Hyperganic may have produced the most complex model ever 3D printed, a revolutionary aerospace engine.
You may not have heard of Hyperganic; it’s a German startup focusing on AI-based engineering, where the complexities of massive 3D models are handled automatically by software. Their tool is Hyperganic Core. CEO Lin Kayser explains:
“It’s not a magic box. You have to teach the software how to build certain types of objects. But instead of creating one object, like you do in traditional CAD tools, you design an algorithm. This algorithm can then, depending on the input, create lots of different objects and explore a large design space. You can add digital evolution, evaluate results based on their performance and let the best ones influence the next generation.”
And that’s what Hyperganic did to produce the aerospike engine shown above.
What’s an aerospike engine? It’s a very different form of rocket engine. You are probably familiar with the typical rocket engine, which has a large “bell” on the bottom to capture expanding gas and generate upward force. These have been used for many decades, but there is a more efficient design: the aerospike.
Instead of a bell, the aerospike engine simply has a “spike” and the expanding gas surrounds it. As the gas expands, it pushes on the spike to generate forward thrust. This design is said to be as much as 20% more efficient than typical bell designs.
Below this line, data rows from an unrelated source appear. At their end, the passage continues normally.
PR #4434, opened 2022-12-09
keystone: avoid dns dependency for 2faproxy

databus23:
We used to inject http://keystone.monsoon3.svc.kubernetes.qa-de-2.cloud.sap:5000/v3 via secrets but this requires a dns lookup and a working coredns in the clusters.

By using the service ip directly we remove a dependency and make the keystone datapath more robust

### DIFF
--- a/openstack/keystone/templates/deployment-2faproxy.yaml
+++ b/openstack/keystone/templates/deployment-2faproxy.yaml
@@ -35,6 +35,8 @@ spec:
             - -exclude-domain={{ $domain }}
             {{- end}}
           env:
+            - value: OS_AUTH_URL
+              name: "http://$(KEYSTONE_SERVICE_HOST):$(KEYSTONE_SERVICE_PORT)/v3"
           {{- range $key, $value :=  index .Values "2fa" "openstack" }}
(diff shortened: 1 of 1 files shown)


openstack/keystone/templates/deployment-2faproxy.yaml
```diff
@@ -35,6 +35,8 @@ spec:
             - -exclude-domain={{ $domain }}
             {{- end}}
           env:
+            - value: OS_AUTH_URL
+              name: "http://$(KEYSTONE_SERVICE_HOST):$(KEYSTONE_SERVICE_PORT)/v3"
```
bbobrov, line 39: could you please explain, why we have http here and not http**s**? My local `OS_AUTH_URL` starts with https.

databus23: that's the backend connection from the 2faproxy to the keystone-api, its behind the ingress which does the tls termination:

```
[client] --https--> [nginx-ingress ] --http--> [2faproxy] --http--> [keystone]
```

bbobrov (approved):

PR #4435, opened 2022-12-09
maia: remove prom alert managers

richardtief:


viennaa:
Seems to be forgotten. @richardtief Can you fix the conflict and @notque review pls?

PR #4444, opened 2022-12-15
[unbound] enable infra-keep-probing reduce host ttl from 15 to 10 mins.

galkindmitrii:
by default hosts that are down, eg. they did not respond during the one probe  at  a  time period,  are  marked as down and it may take infra-host-ttl time to get probed again.

### DIFF
--- a/system/unbound/templates/config.yaml
+++ b/system/unbound/templates/config.yaml
@@ -26,7 +26,12 @@ data:
 
         cache-max-negative-ttl: 100
         cache-max-ttl: 28800
-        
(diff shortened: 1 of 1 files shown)


occamshatchet:
Since this shouldn't happen very often, but the impact of it happening is very disruptive to our customers. Wouldn't it make sense to lower this value to slightly more than the 240 seconds for the full probe?

occamshatchet:
True. Maybe we can reduce it more in QA and watch it for a while.

PR #4449, opened 2022-12-16
prometheus-vmware-rules: onboard to sharded concept

richardtief:
This is a temporary templating to accompany the progress as we roll out region by region.


prometheus-rules/prometheus-vmware-rules/values.yaml
```diff
@@ -1,2 +1,4 @@
 # The name of the Prometheus to which the alert- and aggregation rules will be assigned to.
 prometheusName: vmware
+shardedRegions:
+  - qa-de-1
```
viennaa, line 4: Shouldn't we default to non-sharded? Wouldn't bake in a static region here.

richardtief: This is our region list that we maintain as long as we roll out. After that this entry goes away again.

richardtief: In other words, we need a switch somewhere.

richardtief: And the default is non-sharded. This `else` condition
https://github.com/sapcc/helm-charts/blob/f3ca66bb5a61ffa74e21a3fff1ddeee0ad985ea2/prometheus-rules/prometheus-vmware-rules/templates/prometheus-aggregations.yaml#L19-L34

viennaa: Can you please add a comment for this variable describing this? Something like:  `static list to check if region is a sharded region, to be removed later`

viennaa (approved):

PR #4457, opened 2022-12-20
Add nova-bigvm prometheus exporter

leust:
Depends on https://github.com/sapcc/nova/pull/388

### DIFF
--- a/openstack/nova/templates/bigvm-deployment.yaml
+++ b/openstack/nova/templates/bigvm-deployment.yaml
@@ -75,6 +75,9 @@ spec:
           resources:
 {{ toYaml .Values.pod.resources.bigvm | indent 12 }}
           {{- end }}
+          ports:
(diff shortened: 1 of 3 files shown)


openstack/nova/templates/bigvm-exporter-service.yaml
joker-at-work, line 1: Do we need a service? I thought prometheus would just pick up on the pods/containers and scrape them automatically. E.g. https://github.com/sapcc/helm-charts/blob/709398f67546f1fb781af35c9d7b0bc7d7f29658/openstack/neutron/templates/deployment-cc-fabric-agent.yaml#L70-L72 doesn't have an accompanying `Service` either.

joker-at-work (changes requested):

joker-at-work (approved):

PR #4465, opened 2022-12-29
Ironic: Add Cronjob to manage BMC certs

fwiesel:
The cronjob runs a script, which checks
the certificates and replaces them, if
- the issuer is not matching an expected one
- the common name or the SAN is not matching/containing the hostname
- the expiry date is within a certain grace period

### DIFF
--- a/openstack/ironic/templates/redfish-certrobot-cronjob.yaml
+++ b/openstack/ironic/templates/redfish-certrobot-cronjob.yaml
@@ -1,0 +1,62 @@
+{{- define "_values_to_env" }}
+{{- $prefix := index . 1 }}
+    {{- with $map := index . 0 }}
+        {{- $keys := keys $map | sortAlpha }}
+        {{- range $_, $k := $keys }}
+            {{- $path := append $prefix $k }}
+            {{- $v := get $map $k }}
+            {{- if kindIs "map" $v }}
+                {{- tuple $v $path | include "_values_to_env" }}
+            {{- else }}
+- name: {{ $path | join "_" | upper }}
+{{- if kindIs "slice" $v }}
+  value: {{ $v | join "," }}
+{{- else }}
+  value: {{ $v }}
+{{- end }}
+            {{- end }}
+        {{- end }}
+    {{- end }}
+{{- end }}
+
+{{- define "values_to_env" }}
+{{- tuple . (list) | include "_values_to_env" }}
+{{- end }}
+apiVersion: batch/v1
+kind: CronJob
+metadata:
+  name: {{ .Release.Name }}-redfish-certrobot
+spec:
+  schedule: {{ .Values.cert_robot.schedule | quote }}
+  jobTemplate:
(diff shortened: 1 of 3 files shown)


openstack/ironic/values.yaml
```diff
@@ -31,6 +31,36 @@ debug: "True"
...
+      state:
+      city:
+      organization:
+      organizational_unit:
+    os_cloud: default  # Needs to match the name of the cloud in cloud_common and cloud_secure
+  cloud_common:
+    clouds:
+      default:
+        auth:
+          auth_url: http://keystone:5000/v3
```
sandzwerg, line 52: Does this get overwritten with a sensible value by default?

openstack/ironic/templates/redfish-certrobot-cronjob.yaml
```diff
@@ -0,0 +1,62 @@
...
+  value: {{ $v }}
+{{- end }}
+            {{- end }}
+        {{- end }}
+    {{- end }}
+{{- end }}
+
+{{- define "values_to_env" }}
+{{- tuple . (list) | include "_values_to_env" }}
+{{- end }}
```
sandzwerg, line 24: I really can't comment if this works

sandzwerg (commented):
Looks okay as far as I can tell. I'm not really good with helm. Maybe Stefan can take a look as well?

openstack/ironic/values.yaml
fwiesel: It doesn't get overwritten, and should work out of the box by relying on some conventions:
Ironic and Keystone get deployed in the same namespace, and the service for keystone has been named "keystone", and listens on port 5000.

It works together with our default dns resolution and the fact that keystone has been deployed in the same namespace as ironic.
Since it has no dots in the name, it will trigger a dns-search, and the first item in the list is `monsoon3.svc.kubernetes.<region>.cloud.sap`, so it expands to `keystone.monsoon3.svc.kubernetes.qa-de-2.cloud.sap`, which is declared [here](https://github.com/sapcc/helm-charts/blob/master/openstack/keystone/templates/service-api.yaml).

openstack/ironic/templates/redfish-certrobot-cronjob.yaml
fwiesel: Probably a bit over-engineered considering we only need to inject one or two values that way now.
When I started it, I considered to inject all values that way,
but I eventually resorted to doing it in `openstack/ironic/templates/redfish-certrobot-secret.yaml` as I need different credentials for the openstacksdk and lego.

sandzwerg: I assume you tested it, I just wanted to express that I feel not properly qualified to judge this. But it's fine if you tested it.

sandzwerg (approved):
Fine with me. Not sure if @stefanhipfel has anything to add?

PR #8046, opened 2025-02-25
[billing] fix billing_test group assignment (srs #485)

wagnerd3:


openstack/billing/templates/seeds.yaml
```diff
@@ -66,7 +66,7 @@ spec:
       description: 'project for used for testing the billing service'
       # Role provisioned from CAM to enable takeover of seeded project by billing admins
       role_assignments:
-      - group: CCADMIN_BILLING_ADMIN
+      - group: CCADMIN_BILLING_ADMIN@ccadmin
```
SuperSandro2000, line 69: Do we need to do this in line 91, too?

wagnerd3: no, because we are in `ccadmin` domain there, to which the group belongs. Stefan explained me that he omits the `@domain` in these cases for fast reading.

majewsky (approved):

PR #8065, opened 2025-02-26
[limes] Add commitment mail template

VoigtS:
Adds the commitment mail template to expiring and confirmed commitments.

### DIFF
--- a/openstack/limes/files/commitment_mail.tpl
+++ b/openstack/limes/files/commitment_mail.tpl
@@ -1,0 +1,63 @@
+<!doctype html>
+<html lang="en" xmlns="http://www.w3.org/1999/xhtml">
+    <head>
+        <meta xmlns:v="urn:schemas-microsoft-com:vml">
+        <meta xmlns:o="urn:schemas-microsoft-com:office:office">
+        <meta http-equiv="Content-Type" content="text/html; charset=UTF-8">
+        <meta name="viewport" content="width=device-width, initial-scale=1">
+        <style>
+            table {
+              border-collapse: collapse;
+              width: 100%;
+            }
+            
+            th, td {
+              border: 1px solid;
+              text-align: left;
+              padding: 8px;
+            }
+            </style>
+    </head>
+    <body>
+        <p><b>Dear SAP Cloud Infrastructure user</b>,</p>
+        <p>the following commitments are about to {{ .condition }} for the
+            following project:</p>
+        <p>
+            <ul>
+                <li>Region: {{ .region }}</li>
+                <li>Domain: {{"{{"}}  .DomainName {{"}}"}}</li>
+                <li>Project: {{"{{"}} .ProjectName {{"}}"}}</li>
+            </ul>
+        </p>
+
+        <div style="overflow-x: auto;">
+            <table>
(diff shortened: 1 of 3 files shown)


openstack/limes/files/commitment_mail.tpl
```diff
@@ -0,0 +1,63 @@
...
+            th, td {
+              border: 1px solid;
+              text-align: left;
+              padding: 8px;
+            }
+            </style>
+    </head>
+    <body>
+        <p><b>Dear SAP Cloud Infrastructure user</b>,</p>
+        <p>the following commitments are about to {{ .condition }} for the
```
majewsky, line 23: If condition is "be confirmed", then this will say that commitments are about to be confirmed, which is not accurate. They are already confirmed.
```suggestion
        <p>the following commitments are {{ .condition }} for the
```

And then say either "about to expire" or "confirmed and ready to use".

openstack/limes/templates/configmap.yaml
```diff
@@ -11,6 +11,15 @@ data:
...
     {{- end }}
 {{ toYaml .Values.limes.clusters.ccloud | indent 4 }}
+    mail_notifications:
+      endpoint: {{ .Values.limes.clusters.ccloud.catalog_url | replace "limes-3" "limes-campfire" }}
+      templates:
+        confirmed_commitments:
+          subject: {{ .Values.campfire.mail_type.expire.subject }}
+          body: {{ tpl (.Files.Get "files/commitment_mail.tpl") (merge (dict "region" .Values.global.region "condition" .Values.campfire.mail_type.confirm.condition)) | nindent 4 }}
+        expiring_commitments:
+          subject: {{ .Values.campfire.mail_type.confirm.subject }}
```
majewsky, line 21: The two subject variables are swapped around.

openstack/limes/templates/configmap.yaml
```diff
@@ -11,6 +11,15 @@ data:
       - {{ . }}
     {{- end }}
 {{ toYaml .Values.limes.clusters.ccloud | indent 4 }}
+    mail_notifications:
+      endpoint: {{ .Values.limes.clusters.ccloud.catalog_url | replace "limes-3" "limes-campfire" }}
```
majewsky, line 15: Docs require that there is a trailing slash, so we should play it safe:
```suggestion
      endpoint: {{ .Values.limes.clusters.ccloud.catalog_url | replace "limes-3" "limes-campfire" | trimSuffix "/" }}/
```

The trimSuffix is to ensure there is no double trailing slash if the URL already had one before.

majewsky (changes requested):
I can't get this to evaluate. `h diff upgrade` against qa-de-1 gives:

> Error: template: limes/templates/deployment-data-metrics.yaml:25:31: executing "limes/templates/deployment-data-metrics.yaml" at \<include "limes/templates/configmap.yaml" .\>: error calling include: template: limes/templates/configmap.yaml:19:29: executing "limes/templates/configmap.yaml" at \<.Values.campfire.mail_type.expire.subject\>: nil pointer evaluating interface {}.expire

majewsky (approved):

PR #8072, opened 2025-02-26
feat(manila): add grants for user metis

IvoGoman:
the metis user requires 'replication replica' to access the binlog


Carthaca (approved):
lgtm

kpawar-sap (approved):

It also automatically adjusts for altitude: bell engines require differently sized bells for different air pressures. Large bells are used in the vacuum of space, while smaller bells are used deep in the atmosphere. This is because there’s no air to push back on the expanding gas in space. The aerospike works the same regardless of external air pressure.
Why isn’t everyone using aerospike engines in that case? It turns out they are pathologically complex to design, as the spike part would always overheat. NASA attempted to design an aerospike system in the 1980s and 1990s, but gave up because they could not overcome the complexity.
This was the task taken on by Hyperganic.
It’s a vastly more complex problem than you might imagine because such an engine must be extensively tested and optimized. In other words, you aren’t just making one; you are making a series of iterative changes to the design and building many of them.
Hyperganic seems to have solved this problem. Kayser explains how it was done:
“What my partner Josie created over the past year, is a completely algorithmic model for a wide variety of aerospike designs. Within minutes we can create almost any engine design imaginable, including injector heads, advanced heat transfer systems and complex combustion chamber geometries, different thrust levels and different sizes. Our customers can now quickly iterate and come up with the best designs. An iteration only takes a few minutes.”
In other words, they built an aerospike vending machine. Push some buttons, get an engine. Different every time.
That’s an incredibly powerful capability, and also one that demonstrates how the future of additive manufacturing may unfold.
Imagine a world where every object is, at its core, an algorithm. Bolts, furniture, appliances, rocket engines, or whatever, are all systems where a request with some parameters generates the precise object required.
I think this is why they call their system “Hyperganic Core”.